14 chain=dstnat action=dst-nat to-addresses=192.168.6.2 to-ports=9147-65535 protocol=udp in-interface=gre-tunnel-CAB1-ECONECTIA dst-port=9147-65535 log=no log-prefix=“”

15 chain=dstnat action=dst-nat to-addresses=192.168.5.2 to-ports=9147-65535 protocol=udp in-interface=vlan20_MASMOVIL dst-port=9147-65535 log=no log-prefix=“”

16 chain=dstnat action=dst-nat to-addresses=192.168.6.2 to-ports=9147-65535 protocol=udp in-interface=pppoe-out1 dst-port=9147-65535 log=no log-prefix=“”

Regards.

Three points to think about:

• The rules in srcnat and dstnat chains are only used to handle the initial packet of each tracked connection; the result is stored in that connection’s context and all subsequent packets belonging to the same connection get the same treatment.
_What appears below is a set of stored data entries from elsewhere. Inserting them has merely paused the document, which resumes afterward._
PR #136, opened 2018-07-02
[ML] Fix issues upgrading state leading to possible aborts

### LINKED ISSUE #135: [ML] Autodetect process crashes when trying to forecast on job upgraded from 6.2.4 to 6.3.1
Found in `6.3.1`. Can be reproduced in `6.3.0`.

The issue can be reproduced by running a job using the `high_count` function on the `dns_tunneling` dataset with a `30m` bucket span.

While running a `6.3.1` ES instance that was upgraded from version `6.2.4`,  if the user tries to forecast on the `dns_tunneling` job that was created in version `6.2.4`, the autodetect process will crash as soon as the forecast request is sent.

ES logs show:
```
[2018-06-29T16:08:06,742][INFO ][o.e.x.m.j.p.a.AutodetectProcessManager] [ml-2] Opening job [dns_tunneling1_20180629-1542_624_ga]
[2018-06-29T16:08:06,764][INFO ][o.e.x.m.j.p.a.AutodetectProcessManager] [ml-2] [dns_tunneling1_20180629-1542_624_ga] Loading model snapshot [1530283391] with latest_record_timestamp [2016-02-11T23:52:14.000Z], job latest_record_timestamp [2016-02-11T23:52:14.000Z]
[2018-06-29T16:08:06,773][INFO ][o.e.x.m.j.p.a.NativeAutodetectProcessFactory] Restoring quantiles for job 'dns_tunneling1_20180629-1542_624_ga'
[2018-06-29T16:08:07,032][INFO ][o.e.x.m.j.p.l.CppLogMessageHandler] [dns_tunneling1_20180629-1542_624_ga] [autodetect/28425] [CResourceMonitor.cc@67] Setting model memory limit to 1024 MB
[2018-06-29T16:08:07,072][INFO ][o.e.x.m.j.p.a.AutodetectProcessManager] [ml-2] Successfully set job state to [opened] for job [dns_tunneling1_20180629-1542_624_ga]
[2018-06-29T16:08:07,114][INFO ][o.e.x.m.j.p.l.CppLogMessageHandler] [dns_tunneling1_20180629-1542_624_ga] [autodetect/28425] [CAnomalyJob.cc@849] Processing is already complete to time 1455233400
[2018-06-29T16:08:07,126][INFO ][o.e.x.m.j.p.l.CppLogMessageHandler] [dns_tunneling1_20180629-1542_624_ga] [autodetect/28425] [CForecastRunner.cc@113] Start forecasting from 2016-02-11T23:30:00+0000 to 2016-02-25T23:30:00+0000
[2018-06-29T16:08:07,127][ERROR][o.e.x.m.j.p.l.CppLogMessageHandler] [dns_tunneling1_20180629-1542_624_ga] [autodetect/28425] [CTrendComponent.cc@347] Failed calculating confidence interval: Error in function boost::math::normal_distribution<double>::normal_distribution: Scale parameter is 0, but must be > 0 !, variance = 0, confidence = 95
[2018-06-29T16:08:07,190][ERROR][o.e.x.m.j.p.l.CppLogMessageHandler] [dns_tunneling1_20180629-1542_624_ga] [autodetect/28425] [CTrendComponent.cc@347] Failed calculating confidence interval: Error in function boost::math::normal_distribution<double>::normal_distribution: Scale parameter is 0, but must be > 0 !, variance = 0, confidence = 95 | repeated [671]
[2018-06-29T16:08:07,190][FATAL][o.e.x.m.j.p.l.CppLogMessageHandler] [dns_tunneling1_20180629-1542_624_ga] [autodetect/28425] [CStateMachine.cc@211] Invalid index '1'
[2018-06-29T16:08:08,044][INFO ][o.e.x.m.j.p.a.NativeAutodetectProcess] [dns_tunneling1_20180629-1542_624_ga] State output finished
[2018-06-29T16:08:08,052][ERROR][o.e.x.m.j.p.a.NativeAutodetectProcess] [dns_tunneling1_20180629-1542_624_ga] autodetect process stopped unexpectedly: Failed calculating confidence interval: Error in function boost::math::normal_distribution<double>::normal_distribution: Scale parameter is 0, but must be > 0 !, variance = 0, confidence = 95
Invalid index '1'
Fatal error: 'terminate called after throwing an instance of 'std::runtime_error''
Fatal error: '  what():  Ml Fatal Exception'
Fatal error: 'si_signo 6, si_code: -6, si_errno: 0, address: 0x7ff1c2ab0428, library: /lib/x86_64-linux-gnu/libc.so.6, base: 0x7ff1c2a7b000, normalized address: 0x35428'

[2018-06-29T16:08:08,052][WARN ][o.e.x.m.j.p.a.o.AutoDetectResultProcessor] [dns_tunneling1_20180629-1542_624_ga] some results not processed due to the termination of autodetect
[2018-06-29T16:08:08,087][ERROR][o.e.x.m.j.p.l.CppLogMessageHandler] [controller/28259] [CDetachedProcessSpawner.cc@184] Child process with PID 28425 was terminated by signal 6
[2018-06-29T16:08:08,094][INFO ][o.e.x.m.j.p.a.AutodetectProcessManager] [ml-2] Successfully set job state to [failed] for job [dns_tunneling1_20180629-1542_624_ga]
```

## Steps to reproduce

1. Start a version `6.2.4` ES instance and run  a job using the `high_count` function on the `dns_tunneling` dataset with a `30m` bucket span.
2. Upgrade the instance to version `6.3.1`
3. Try to run a forecast on the `dns_tunneling` job that was created in version `6.2.4`
4. Notice that the autodetect process has crashed, and the job state is now `failed`

tveasey:
We weren't properly upgrading aspects of the state from 6.2 which triggered us to abort in some cases. Specifically, we should *not* be restoring the machine identifier, which is initialised correctly and restored with the wrong value and we need to update states where the set has changed.

This needs back porting to 6.3 asap. Discussing internally we prefer not to request any delay to 6.3.1 which contains critical fixes and instead advise people to delay updating to 6.3 if they have realtime ML jobs until 6.3.2 becomes available.

Closes #135.


lib/maths/CTimeSeriesDecompositionDetail.cc
```diff
@@ -355,6 +357,8 @@ bool upgradeTrendModelToVersion6p3(const core_t::TTime bucketLength,
     return true;
 }
 
+const TSizeSizeMap SC_STATES_UPGRADING_TO_VERSION_6_3{{0, 0}, {1, 1}, {2, 1}, {3, 2}, {4, 3}};
+
```
hendrikmuhs: am I right that this is just a helper to fix the BWC issue? Do we need this on `master`? 

It would be good to document. Maybe we can introduce some comment prefix that indicates possible cleanups at a later stage. If I am right, this can be cleaned up for 7.0.

lib/maths/CTimeSeriesDecompositionDetail.cc
```diff
@@ -355,6 +357,8 @@ bool upgradeTrendModelToVersion6p3(const core_t::TTime bucketLength,
     return true;
 }
 
+const TSizeSizeMap SC_STATES_UPGRADING_TO_VERSION_6_3{{0, 0}, {1, 1}, {2, 1}, {3, 2}, {4, 3}};
```
droberts195: Might be worth adding a comment to say the intention is to map states from `{"INITIAL", "SMALL_TEST", "REGULAR_TEST", "NOT_TESTING", "ERROR"}` to the best equivalent in `{"INITIAL", "TEST", "NOT_TESTING", "ERROR"}`.

lib/core/CStateMachine.cc
```diff
@@ -201,14 +210,15 @@ void CStateMachine::CMachineDeque::capacity(std::size_t capacity) {
...
+const CStateMachine::SMachine& CStateMachine::CMachineDeque::operator[](std::size_t pos_) const {
+    std::size_t pos{pos_};
     for (const auto& machines : m_Machines) {
         if (pos < machines.size()) {
             return machines[pos];
         }
         pos -= machines.size();
     }
-    LOG_ABORT(<< "Invalid index '" << pos << "'");
+    LOG_ABORT(<< "Invalid index '" << pos_ << "'");
```
hendrikmuhs: something for a follow up? The abort is a drastic decision as in this issue we effectively kill the process although only a feature broke. We are more forgiving in other areas, e.g. restore returns a bool.

lib/maths/CTimeSeriesDecompositionDetail.cc
droberts195: This code can't be removed in 7.0.  It's permissible to upgrade from 6.0 to 7.last as long as you do a full cluster restart.

It could possibly be removed in 8.0, but even then we'd have to do extra work on the Java side to disallow reverting to a model snapshot that dated back to 6.x.

hendrikmuhs: ok, good point. I think it's still worth a follow up. I assume there will be more reasons to cut the minimum upgradeable version. So independent of the decision to be made in future, a comment can help to find it when it's time.

lib/maths/CTimeSeriesDecompositionDetail.cc
tveasey: Yes, good point. I'll add a comment.

lib/core/CStateMachine.cc
tveasey: Yes. In hindsight, this is better dealt with by trapping and reinitialising the offending object (which would have worked around this problem). I'll make that change in a follow up PR.

lib/maths/CTimeSeriesDecompositionDetail.cc
tveasey: Note that the whole block containing this is labelled as relating to updating state.

I agree that it would be nice to remove the extra code we need for upgrading state over time. So far we haven't been disciplined about how we manage this process in this repo. Recently, I've introduced the formalism that we use completely separate code paths for each state version (where we need to upgrade) in the restore functions, which I think is a step in that direction. 

I'd propose we do an audit of the code w.r.t. state update (there are other cases than this) and decide what constraints we need to impose to permit us to gradually remove this code. At that point, I think we should have a definite guidelines on how to implement state updates and how we track what can be removed when. I'd prefer to delay any further comments in the code until we've done that.

PR #143, opened 2018-07-04
[ML] Fix bug upgrading state from 5.6 direct to 6.3 causing SIGSEGV on open job

### LINKED ISSUE #141: [ML] SIGSEGV upgrading a job directly from 5.6.10 to 6.3
See [this](https://github.com/elastic/ml-cpp/issues/135#issuecomment-402147574) comment for the original report and [this](https://github.com/elastic/ml-cpp/issues/135#issuecomment-402162558) for diagnostics.

tveasey:
This also corrects upgrading the trend component model. The current behaviour could result in large prediction errors immediately after upgrading.

Closes #141.


lib/maths/CSeasonalComponentAdaptiveBucketing.cc
```diff
@@ -333,7 +333,9 @@ bool CSeasonalComponentAdaptiveBucketing::acceptRestoreTraverser(core::CStateRes
             RESTORE(LAST_UPDATES_OLD_TAG,
                     core::CPersistUtils::fromString(traverser.value(), lastUpdates))
         } while (traverser.next());
-
+        if (lastUpdates.empty()) {
```
droberts195: Could add a comment to say this is needed because `lastUpdates` wasn't present in 5.6.

PR #149, opened 2018-07-10
[ML] skip calculation of influencer probabilities if no influences specified

hendrikmuhs:
skip calculation of influencer probabilities if no influences specified

### DIFF
--- a/lib/model/CProbabilityAndInfluenceCalculator.cc
+++ b/lib/model/CProbabilityAndInfluenceCalculator.cc
@@ -761,7 +761,7 @@ bool CProbabilityAndInfluenceCalculator::calculate(
 
     LOG_TRACE(<< "probability = " << probability);
 
-    if (m_InfluencerProbabilities.empty() == true) {
+    if (m_InfluencerProbabilities.empty()) {
         LOG_TRACE(<< "no influencers");
         return true;
     }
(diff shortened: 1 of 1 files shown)


lib/model/CProbabilityAndInfluenceCalculator.cc
```diff
@@ -761,6 +761,11 @@ bool CProbabilityAndInfluenceCalculator::calculate(
 
     LOG_TRACE(<< "probability = " << probability);
 
+    if (m_InfluencerProbabilities.empty() == true) {
```
tveasey: I thought our guidelines was to prefer `== false` to `!`, but I'm not sure about `== true` this looks a bit funny to me. Also, I think this can safely go before `if (!m_Probability.calculate(probability))` to skip more redundant work; I don't actually think it is appropriate to return false in this case either if that were to fail.

hendrikmuhs: fair enough, I was unsure myself if I should add the redundant `== true`, will remove that. 

I wonder about the suggestions to move it up, probability is an out parameter and according to my investigations this is important to be calculated independent of influencer.

tveasey: > I wonder about the suggestions to move it up, `probability` is an out parameter

Sorry, yes you are completely right I didn't read this carefully.

PR #150, opened 2018-07-10
[ML] Fix influencer count and influence calculation

### LINKED ISSUE #24: [ML] Bad values for the variance scale
A user data set has shown up two issues with the variance scale calculation in version 6.2.2 of the analytics:
 1) it is sometimes negative(!),
 2) it is sometimes infinite.

In particular, we are seeing the following error messages logged:
`Error calculating joint distribution: Bad variance scale -5.75`
`Error calculating joint distribution: Bad variance scale inf`

There is no prospect of getting hold of the data set; however the data characteristics sound benign. There were two detectors:  
- detector high_mean(x) over y influencers y,z. 
- detector high_median(x) over y influencers y,z

For x we have min: 0, max: 4.34571, avg: 2.0736 and cardinality of y is 430.

This issue is to investigate routes by which this problem could occur. The initial areas to investigate are `CTimeSeriesDecomposition::scale` and the calculation of the count variance scale, particularly for influencers.

cc @LucaWintergerst.

hendrikmuhs:
This fixes counting of influencer per bucket, prior this fix the count has always been set to 1.

Notes:

- fix == 1st commit, the 2nd and 3rd add test coverage and improve doc/robustness
- it turned out that this functionality had a test (`testVarp`) but test was forgotten to be added in the test suite
- change affects results if influencers are used as influencer score are now changed

Fixes #24

### DIFF
--- a/docs/CHANGELOG.asciidoc
+++ b/docs/CHANGELOG.asciidoc
@@ -59,7 +59,7 @@ Age seasonal components in proportion to the fraction of values with which they'
 Persist and restore was missing some of the trend model state ({pull}#99[#99])
 Stop zero variance data generating a log error in the forecast confidence interval calculation ({pull}#107[#107])
 Fix corner case failing to calculate lgamma values and the correspoinding log errors ({pull}#126[#126])
-Influence count per bucket was wrong and lead to wrong influencer scoring ({pull}#150[#150])
+Influence count per bucket for metric population analyses was wrong and lead to wrong influencer scoring ({pull}#150[#150])
 
 === Regressions
 
--- a/docs/CHANGELOG.asciidoc
+++ b/docs/CHANGELOG.asciidoc
@@ -59,6 +59,7 @@ Age seasonal components in proportion to the fraction of values with which they'
 Persist and restore was missing some of the trend model state ({pull}#99[#99])
 Stop zero variance data generating a log error in the forecast confidence interval calculation ({pull}#107[#107])
 Fix corner case failing to calculate lgamma values and the correspoinding log errors ({pull}#126[#126])
+Influence count per bucket was wrong and lead to wrong influencer scoring ({pull}#150[#150])
 
 === Regressions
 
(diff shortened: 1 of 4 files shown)


lib/model/CProbabilityAndInfluenceCalculator.cc
```diff
@@ -370,8 +416,11 @@ void doComputeInfluences(model_t::EFeature feature,
     for (auto i = influencerValues.begin(); i != influencerValues.end(); ++i) {
         params.weights(weights).updateAnomalyModel(false);
 
-        computeInfluencedValue(value, count, i->second.first, i->second.second,
-                               params, influencedValue[0]);
+        if (computeInfluencedValue(value, count, i->second.first, i->second.second,
+                                   params, influencedValue[0]) == false) {
+            LOG_ERROR(<< "Failed to compute influencer value");
```
hendrikmuhs: @tveasey do you have a better idea for this error message?

tveasey: I think, at least for us it is very useful to see the function arguments, i.e. `value`, `count`, `i->second.first` and `i->second.second`.

lib/model/CProbabilityAndInfluenceCalculator.cc
```diff
@@ -246,19 +280,24 @@ class CMeanDifference {
...
+
+        return true;
     }
 };
 
 //! \brief Computes the value of the variance statistic on a set difference.
 class CVarianceDifference {
 public:
     //! Features.
-    void operator()(const TDouble1Vec& v,
```
tveasey: Maybe document the parameters to this function too? i.e. `v` == overall variance and mean, `n` == overall count, `vi` == influencer variance and mean, etc.

docs/CHANGELOG.asciidoc
```diff
@@ -59,6 +59,7 @@ Age seasonal components in proportion to the fraction of values with which they'
 Persist and restore was missing some of the trend model state ({pull}#99[#99])
 Stop zero variance data generating a log error in the forecast confidence interval calculation ({pull}#107[#107])
 Fix corner case failing to calculate lgamma values and the correspoinding log errors ({pull}#126[#126])
+Influence count per bucket was wrong and lead to wrong influencer scoring ({pull}#150[#150])
```
tveasey: On second thoughts, I'd say the "Influence bucket count for metric population analysis was wrong..."

PR #159, opened 2018-07-19
[ML] do not clear periodicity test after detecting a changepoint

hendrikmuhs:
Internal QA test revealed a problem with deleting the periodicity test after detecting a changepoint, causing a regression in an internal dataset. This fix removes the clearance part of changepoint detection (only a small part of cp detection, see #95), effectively restoring the old behavior.

Non-issue because this fixes an issue of an unreleased feature.

### DIFF
--- a/lib/maths/unittest/CTimeSeriesModelTest.cc
+++ b/lib/maths/unittest/CTimeSeriesModelTest.cc
@@ -2190,13 +2190,14 @@ void CTimeSeriesModelTest::testLinearScaling() {
         debug.addValueAndPrediction(time, sample, model);
         auto x = model.confidenceInterval(
             time, 90.0, maths_t::CUnitWeights::unit<TDouble2Vec>(1));
-        CPPUNIT_ASSERT(::fabs(sample - x[1][0]) < 1.2 * std::sqrt(noiseVariance));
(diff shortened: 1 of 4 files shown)


lib/maths/unittest/CTimeSeriesModelTest.cc
```diff
@@ -2190,13 +2190,14 @@ void CTimeSeriesModelTest::testLinearScaling() {
...
-        CPPUNIT_ASSERT(::fabs(sample - x[1][0]) < 1.2 * std::sqrt(noiseVariance));
+        CPPUNIT_ASSERT(::fabs(sample - x[1][0]) < 1.3 * std::sqrt(noiseVariance));
         CPPUNIT_ASSERT(::fabs(x[2][0] - x[0][0]) < 3.3 * std::sqrt(noiseVariance));
         time += bucketLength;
     }
 
     // Scale by 2 / 0.3
-
+    // Disabled, see https://github.com/elastic/ml-cpp/pull/159
+/*
```
tveasey: That's unfortunate. This shows the problem with detecting a seasonal component when the window includes one or more change points.

I wonder if we can determine that the seasonal component we detect has worse prediction error than the current model and discard it. Such a test should avoid the other problem we hit.

This is something we might be able to achieve for 6.4, but let's look at that in a follow up PR.

PR #170, opened 2018-07-25
[ML] Fixes potentials for SIGSEGV in multivariate probability calculation

tveasey:
There were a couple of issues in the multivariate probability calculation for discovered correlations:
1. When detecting a trend the only the correlation models should have been cleared, since the univariate time series model still exists.
2. When copying and swapping the multivariate distribution models we need to handle the case that no clusterer is present (marginal and conditional distributions are initialised without one).
3. The indexing of some quantities relating to the different correlated variables was incorrect.

This also splits up the probability calculation into a correlated and uncorrelated version since the existing function was cumbersome.

This can only affect results, but only for analysis with multivariate by fields enabled.

### DIFF
--- a/lib/maths/CTimeSeriesModel.cc
+++ b/lib/maths/CTimeSeriesModel.cc
@@ -1030,65 +1030,75 @@ bool CUnivariateTimeSeriesModel::probability(const CModelProbabilityParams& para
         double mostAnomalousSample{0.0};
         TPriorPtr mostAnomalousCorrelationModel;
 
-        for (std::size_t i = 0u; i < variables.size(); ++i) {
-            if (!value[i].empty() || (!params.mostAnomalousCorrelate() ||
-                                      i == *params.mostAnomalousCorrelate())) {
-                variable[0] = variables[i][0];
-                sample[0][variables[i][0]] = m_TrendModel->detrend(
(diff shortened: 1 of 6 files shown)


lib/maths/CTimeSeriesModel.cc
```diff
@@ -973,137 +973,163 @@ bool CUnivariateTimeSeriesModel::probability(const CModelProbabilityParams& para
...
-    if (value[0].size() == 1) {
-        core_t::TTime time{time_[0][0]};
-        TDouble1Vec sample{m_TrendModel->detrend(
-            time, value[0][0], params.seasonalConfidenceInterval())};
-        maths_t::TDoubleWeightsAry1Vec weights{unpack(params.weights()[0])};
+bool CUnivariateTimeSeriesModel::uncorrelatedProbability(const CModelProbabilityParams& params,
+                                                         const TTime2Vec1Vec& time_,
+                                                         const TDouble2Vec1Vec& value,
+                                                         double& probability,
+                                                         TTail2Vec& tail) const {
```
tveasey: This function is the `if (value[0].size() == 1)` branch and is otherwise unchanged.

droberts195:
Note that the 6.4 branch has been created, so if this is to go into 6.4.0 it will need backporting to both 6.x and 6.4.

PR #171, opened 2018-07-25
[ML] Create 1.0 probability results when skipped due to rules

### LINKED ISSUE #169: Unexpected job result when using rules
**Found in version**
6.4.0 b1620

**Steps to reproduce**
In the ML UI:
- Create a single metric farequote job: mean(responsetime), 15m buckets
- View the job results in single metric viewer
  - Notice the single major anomaly with a probability of `0.0012282000587277902`
fq_without_rules
- Say you're only interested in this major anomaly. Create the following rule for the detector via the gear icon in a result row:
fq_rule
- Clone the job
  - Notice the `custom_rules` part of the cloned job's JSON:
detector_json
- Run the cloned job and view results in the single metric viewer

**Expected result**
* The major anomaly is the only reported anomaly - and it's still major.

**Actual result**
* The formerly major anomaly is the only reported anomaly, but it's not major any more (with a probability of `0.0017024271634351763`):
fq_with_rules

dimitris-athanasiou:
Previously, when a result is skipped we do not add a probability
for it in the probability calculator. This results to skipped
results to be similar to not seeing any data with regard to the
quantiles. For example, in a single metric job where a rule
suppresses all results but the most severe, it is possible that
record will have quite low score due to the lack of confidence.

This commit changes the behaviour to add 1.0 probabilities for
skipped results. Note this is not needed for population models
as we will be seeing multiple other results.

Closes #169

### DIFF
--- a/lib/model/CMetricModel.cc
+++ b/lib/model/CMetricModel.cc
@@ -347,6 +347,7 @@ bool CMetricModel::computeProbability(const std::size_t pid,
     pJoint.addAggregator(maths::CJointProbabilityOfLessLikelySamples());
     pJoint.addAggregator(maths::CProbabilityOfExtremeSample());
 
+    bool skippedResults{false};
     for (std::size_t i = 0u, n = gatherer.numberFeatures(); i < n; ++i) {
         model_t::EFeature feature = gatherer.feature(i);
         if (model_t::isCategorical(feature)) {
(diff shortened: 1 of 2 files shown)


lib/model/CMetricModel.cc
```diff
@@ -379,15 +381,22 @@ bool CMetricModel::computeProbability(const std::size_t pid,
         }
     }
 
-    if (pJoint.empty()) {
+    if (pJoint.empty() && skippedResults == false) {
```
tveasey: As per above, maybe keep this together with other checks below, which it relates to.

PR #173, opened 2018-07-30
[ML] Pad estimated memory usage in anticipation of multi-bucket analysis

tveasey:
This implements a 6.4 only pad of the estimated model memory in anticipation of the memory which will be consumed by multi-bucket analysis, which will be released in 6.5.

This serves to avoid unnecessary churn in estimated memory usage between versions since there were a number of memory reductions in 6.4, partly in anticipation of multi-bucket analysis. This quantity is used for among other things the job allocation decision.

### DIFF
--- a/lib/maths/CTimeSeriesModel.cc
+++ b/lib/maths/CTimeSeriesModel.cc
@@ -2434,7 +2434,7 @@ std::size_t CMultivariateTimeSeriesModel::memoryUsage() const {
     return core::CMemory::dynamicSize(m_Controllers) +
            core::CMemory::dynamicSize(m_TrendModel) +
            /*see above*/
-           core::CMemory::dynamicSize(m_ResidualModel) +
+           2 * core::CMemory::dynamicSize(m_ResidualModel) +
            core::CMemory::dynamicSize(m_AnomalyModel) +
            core::CMemory::dynamicSize(m_SlidingWindow);
 }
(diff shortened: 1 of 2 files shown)


lib/maths/CTimeSeriesModel.cc
```diff
@@ -2410,14 +2418,22 @@ void CMultivariateTimeSeriesModel::debugMemoryUsage(core::CMemoryUsage::TMemoryU
...
+    core::CMemoryDebug::dynamicSize("m_ResidualModelPad", m_ResidualModel, mem);
     core::CMemoryDebug::dynamicSize("m_AnomalyModel", m_AnomalyModel, mem);
     core::CMemoryDebug::dynamicSize("m_SlidingWindow", m_SlidingWindow, mem);
 }
 
 std::size_t CMultivariateTimeSeriesModel::memoryUsage() const {
     return core::CMemory::dynamicSize(m_Controllers) +
            core::CMemory::dynamicSize(m_TrendModel) +
+           /*see above*/
            core::CMemory::dynamicSize(m_ResidualModel) +
```
droberts195: Should it be `2 *` here as well?

tveasey: Doh! It should indeed.

tveasey: All tests pass. This indicates we should be testing for agreement of `debugMemoryUsage` and `memoryUsage` in some extra cases and ideally also checking partition and by field memory usage in these cases as well. I think I'd prefer to introduce further testing in a follow up PR on master + 6.5.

So if the first ever ipv6-encap packet comes in via one of your two “real” WAN interfaces, the action=dst-nat rule determines the handling of the whole HE tunnel connection; if the first ever ipv6-encap packet arrives from the mailserver, the action=src-nat or action=masquerade rule determines the handling of that connection.
• If the first ever ipv6-encap packet arrives via the GRE tunnel, which is actually a third WAN interface, there is no dst-nat rule for it.
• The policy routing may result in something else than what you expect, i.e. the ipv6-encap packets from the server may use a different WAN than the one through which the ipv6-encap packets from HE arrive, getting dropped somewhere en route due to wrong source address.